Aynı yasa hükmü, Anayasa Mahkemesi'nce, bir mahkemenin başvurusu üzerine incelenmiş ve başvuru, Mahkemenin yetkisizliği nedeniyle reddedilmiştir. 1982 Anayasası'nın 152. maddesinin son fıkrasında yer alan on yıllık yasaklayıcı hükmün, itiraz konusu kuralın Anayasaya aykırı bulunmaması halinde, uygulanma alanına girmesi tabiidir. Bu nedenle Anayasaya uygunluk denetimi yapılmasını engelleyen durumların ve bunların sonucunda alınan, denetime engel olan durumları tesbit eden kararların başka mahkemelerce yapılan başvuruların incelenmesine engel olamayacağı açıktır ve ortadadır.

Muammer Turan bu görüşe katılmamıştır.

C - Anayasa Mahkemesi'ne Başvurma Yetkisi Bakımından İnceleme :

Anayasanın 152. ve 2949 sayılı Kanunun 28. maddelerine göre, bir davaya bakmakta olan mahkeme, uygulanacak bir yasa kuralını Anayasaya aykırı görürse bu yoldaki gerekçeli kararını ilgili görülen belgelerin onanlı örnekleri ile birlikte Anayasa Mahkemesi Başkanlığı'na gönderir.

Davaya bakan mahkeme, dava konusu uyuşmazlığı bir kararla çözerek sona erdirmek görev ve yetkisini taşıyan yargı merciidir. Olayda dava konusu, hakimin çekinmesinin yerinde olup olmadığının saptanmasıdır. Bunu saptayacak olan makam ise, itiraz yoluna başvuran mahkeme değildir.

Tefecilik suçu nedeniyle açılan davada, Mersin 3. Asliye Ceza Hakiminin davaya bakmaktan çekinmesiyle birlikte "İlk talî dava" ortaya çıkmış demektir.

Ceza Muhakemeleri Usulü Kanunu'nda, açıkça "İlk tali ceza davası" adı verilmemiş olmakla birlikte asıl muhakeme içinde ayrı bir yargılamayı gerektiren ve bağımsız, organik ayrı bir bünyesi olan tali ceza davaları, üstü örtülü bir biçimde düzenlenmiş bulunmaktadır.

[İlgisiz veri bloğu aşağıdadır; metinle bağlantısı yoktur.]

Issue #8771, opened 2026-08-19
main is red: 7 failing checks, and red commits are reaching main at all


dieterolson:
## Summary

`main` at `6b68f94` has **7 failing checks out of 43** (33 success, 3 skipped). This is a standing red trunk, not a transient break, and it has two costs: the obvious one (trunk is not known-good), and a second, worse one — **every PR inherits the same failures, so PR CI carries almost no signal.** A contributor cannot tell their own regression apart from trunk debt without manually diffing against a pristine `main` worktree.

## Failing on `main` @ `6b68f94`

| Check | Notes |
| --- | --- |
| `quality-gate` | |
| `code-quality` | |
| `repo-structure-gates` | DRY duplication gate — see evidence below |
| `unit-test-gate` | already documented as red with tracking issue #8735 (SPEC 1.0.540) |
| `shared-tools-consumer-contracts` | already documented as red with tracking issue #8732 (SPEC 1.0.540) — *failing on PR branches; not in main's current failure list, include when triaging* |
| `optional-stack-check (3.11)` | |
| `frontend-tests` | |
| `security-scans` | |

Additionally, `tests (3.11)` / `tests (3.12)` fail on PR branches with **101 failures**, all in `tests/unit/shared_python/ai/adapters/` (Gemini, Ollama, Bitnet, base adapter mocks) — these look like test-vs-implementation drift rather than product breakage, and should be triaged in the same sweep.

## Evidence that this is trunk debt, not PR-introduced

Measured today while landing an unrelated change (#8769):

```
# pristine origin/main worktree
$ python3 scripts/ci/check_dry_duplication_gate.py   →  759 fingerprints over baseline, exit 1
# PR branch touching only launch_monitor_analytics
$ python3 scripts/ci/check_dry_duplication_gate.py   →  759 fingerprints over baseline, exit 1
$ diff <(main fingerprints) <(branch fingerprints)   →  IDENTICAL
```

[...]

Issue #8763, opened 2026-08-18
DRY: Quarantine the duplication debt that hollow merges shipped into the shadow packages


dieterolson:
The DRY Duplication Ratchet (issue #7315) currently fails on **155 fingerprint groups over baseline**, concentrated in `src/shared/python/model_generation` (107 occurrence sites) and `src/shared/python/humanoid_character_builder` (96), with smaller tails in `sidekick`, `security`, and `ai`.

**How it got here:** the baseline has been stable at 5,001 entries since June 17 (#7620). The offending code shipped later — the affected packages were last rewritten by the Aug 2 consolidation (#8322) and the Aug 12 sentinel batch — during the window when the required `quality-gate` context could be satisfied by lightweight workflows while the real aggregate (including this ratchet) failed. See the 26-of-26 audit on #8747. The ratchet has been red on every honest run since, which means it currently gates nothing.

**Why not refactor now:** these are Tools-shadow packages (`src/shared/python` shadows Tools; the ownership guard blocks in-repo edits to Tools-owned paths). The debt belongs upstream and to a deliberate dedup pass, not to a CI-recovery campaign.

**The sanctioned mechanism** is the quarantine ledger (`scripts/config/dry_duplication_quarantine.json`), created for exactly this in #8695: historical debt recorded explicitly with an owner and linked issue, rather than folded invisibly into the baseline by wholesale regeneration. This issue is the linked tracking issue for the new tranche.

**Definition of done:** the quarantined fingerprints for this tranche are removed from the quarantine as the duplications are actually deduplicated (upstream in Tools where shadow-owned), shrinking the ledger back toward the #8695 set.

dieterolson:
Wave-2 backlog sweep (older half of the open issues, 2026-09-09).

**Triage: research slice — nothing implementable in a single pass; no lease taken.** Quarantining duplication debt inside the shadow packages is contract-blocked (child-copy guard) and rides on the #9406 retirement.

Next step: handle in the Tools tree or after the re-pin.

Issue #8695, opened 2026-08-16
DRY duplication ratchet has drifted: 511 fingerprints exceed a baseline last regenerated 2026-06-17


dieterolson:
`repo-structure-gates` fails on a clean `origin/main`. `scripts/ci/check_dry_duplication_gate.py` reports **511 fingerprints over their baseline maximum**:

```
FAIL: DRY duplication gate found unapproved duplicated logic:

009355bd4ff3: 2 occurrences (baseline max 1)
    - src/shared/python/ai/gui/assistant/transcript.py:81-87
    - src/shared/python/ai/gui/assistant_widgets.py:88-94
00d0aaeaf50e: 3 occurrences (baseline max 2)
    ...
```

## This is drift, not a gutted ledger

Worth stating explicitly, because the fleet has seen the other failure mode recently — `scripts/config/shadow_modules.yaml` was replaced with a 5-line `allowed_shadows: []` stub in #8322, silently discarding a 28-entry ledger.

That is **not** what happened here. `scripts/config/dry_duplication_baseline.json` still holds **5001 entries**. It was simply last regenerated on **2026-06-17** (`69deb578c`, #7620). The 511 excesses are two months of accumulated duplication that no one has reconciled.

## Why I am not just regenerating it

Regenerating would turn the gate green in one commit and bless all 511 duplications permanently. That defeats the ratchet — its entire purpose is that the number may only go down. A green check bought that way is worth less than the red one, because it reads as "no duplication debt" when the opposite is true.

I would rather leave it red and visible than fix it dishonestly, so this is filed rather than patched.

## Options, roughly in order of preference

1. **Reconcile in batches.** The listed pairs are mostly small and mechanical — `humanoid_character_builder/interfaces/{api,results}.py`, `sidekick/calculators/thermo/{_property_backends,steam_engine}.py`, `data_processor/rust_engine.py` vs `data_processor_io/rust_engine.py`. Extract shared helpers a cluster at a time, dropping the baseline as each lands.
2. **Re-baseline with an explicit debt record** — regenerate, but capture the 511 in a tracked list with owners, so the ratchet restarts from an honest floor instead of an invisible one.
3. **Split the gate** so newly introduced duplication fails immediately while historical debt is quarantined. This is the durable shape: it makes the check binding again today without requiring the backlog to be cleared first.

## Note on urgency

[...]

PR #8773, opened 2026-08-19
fix(ci): repair 5 of 6 repo-structure-gates steps (#8771)

dieterolson:
Part of #8771. Repairs five of the six broken steps in `repo-structure-gates`, which has been red on `main` and therefore red on every PR branch, destroying PR signal.

The job stops at step 5 (the DRY duplication ratchet), so four further broken steps behind it were unobservable. All five are fixed here. **The check does not go green from this PR alone** — one step (In-Tree Pytest Collection Guard) has a separate root cause and gets its own PR; see the bottom.

## 1. DRY duplication ratchet — the baseline was clobbered by an unrelated bot PR

`main` reports **759 fingerprints over baseline**, identically on pristine `main` and on unrelated PR branches. The cause is not new duplication.

PR #8746, titled *"⚡ Bolt: Memoize recursive ModelTree node to reduce re-renders"*, changed five files:

```
 .jules/bolt.md                                 |    2 +-
 scripts/config/dry_duplication_baseline.json   | 2634 ++++++------------------
 src/tools/bunker_shot_gui/crosstier.py         |   20 +-
 tests/api/test_launcher_api.py                 |    1 +
 ui/src/components/model-explorer/ModelTree.tsx |    6 +-
```

That is a wholesale `--write-baseline` regeneration riding along with a TypeScript memoisation change. Measured **#8746 against its own parent**:

| #8746 vs `1e13c2be3^` | |
| --- | --- |
| Baseline entries before / after | 5,001 → 3,869 |
| Fingerprints deleted | 1,627 |
| Fingerprints added | 495 |
| Recorded ceilings raised | 22 |
| Recorded ceilings lowered | 83 |

And the decisive number:

```
failing fingerprints: 759
  ... already in quarantine (count too low):   0
  ... in baseline only (count too low):        0
  ... in NEITHER ledger:                     759
  ... of those, present in the pre-#8746 baseline: 758
```

So 758 of 759 "violations" are entries #8746 deleted. This is bookkeeping damage, not duplication growth. It also explains why #8764's 666-entry quarantine tranche did not fix the gate: it was generated *after* the clobber and records a different set.

**Fix:** `scripts/config/dry_duplication_baseline.json` is restored byte-for-byte to `1e13c2be3^`, the last deliberately-authored baseline.

### Direction of the change, stated correctly

An earlier revision of this description claimed the revert was "strictly a tightening relative to `main`". **That was inverted, and the correction matters for anyone reviewing a 2,634-line diff.** Measured **this branch against `origin/main`**:

| this PR vs `main` | |
| --- | --- |
| Entries restored (absent on `main`) | 1,627 |
| Entries removed | 495 |
| Ceilings raised back up | 83 |
| Ceilings lowered | 22 |

Per the gate's own `_baseline_limit()` — which returns `max_occurrences` and **defaults to 1 for an absent fingerprint**, with the allowance being `max(baseline, quarantine)` — restoring an entry or a ceiling *permits more* duplication. So relative to `main` this **relaxes** the ratchet in 1,710 places and tightens it in 517.

That is the correct thing to do here, and the argument does not depend on the direction: `main`'s stricter-looking numbers are a bot artifact, not an intentional ratchet step. They were produced by a regeneration nobody authored, reviewed, or intended, in a PR about React memoisation. Reverting restores the last baseline a human actually decided on. Ratcheting down from *here* is a deliberate act that should happen against a record that reflects reality — which is exactly what the quarantine ledger's reconciliation plan (#8695 / #8763) is for.

### The one genuine finding is deduplicated, not quarantined

After the revert, exactly one finding remains:

```
5af86bbc3ea5: 2 occurrences (baseline max 1)
    - src/robotics/planning/collision/_primitive_shapes.py:259-265
    - src/robotics/planning/collision/_primitive_shapes.py:387-393
```

`Capsule.compute_support_batch` and `Cylinder.compute_support_batch` repeat the same batch unit-direction normalisation. Extracted into `_unit_direction_batch()`. The 68 tests covering these primitives (`tests/unit/robotics/test_collision_narrow_phase.py`, `tests/robotics/wave6_robotics/test_primitive_shapes.py`, `tests/robotics/wave6_robotics/test_distance_queries.py`) pass unchanged.

### On the `_x.py` / `x.py` pairs in the issue

The issue proposed deleting the dead half of pairs like `_mesh_parsers.py` ↔ `mesh_loader.py`. Those clusters are **not** net-new: every one of them is a fingerprint #8746 deleted from the baseline, so restoring the baseline is the correct and minimal fix for *this* gate. Whether those copies should also be reconciled is a real question, but it is the reconciliation plan already tracked under #8695 / #8763, not a prerequisite for green. Deleting production modules to satisfy a ratchet whose record was corrupted would be fixing the wrong thing.

## 2. Repo root clutter — nine test artefacts committed by #8322

```
base.csv                     base.json                base.mat
base.h5.provenance.json      base.mat.provenance.json
pytest_report.txt            pytest_report2.txt       pytest_report_clean.txt
patch_trace2.py
```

Burada söz konusu edilen, bir suç isnadının araştırılması ve karşılığı müeyyidelerin sanık hakkında doğrudan uygulanması biçiminde olmayan, bir suç dolayısı ile ceza yargılaması makamlarından bir karar alınması için yapılan başvurudur. Hakimin reddi müessesesi bu talî ceza davalarından birini oluşturmaktadır. Hakimin kendiliğinden çekinmesinde ise, red davasının bizzat kendisi tarafından açıldığından söz edilebilir.

Bu tür işlemlerde mahkemelerin Anayasa Mahkemesi'ne başvuru yetkisinin bulunup bulunmadığı öncelikle incelenerek bir sonuca bağlanmalıdır.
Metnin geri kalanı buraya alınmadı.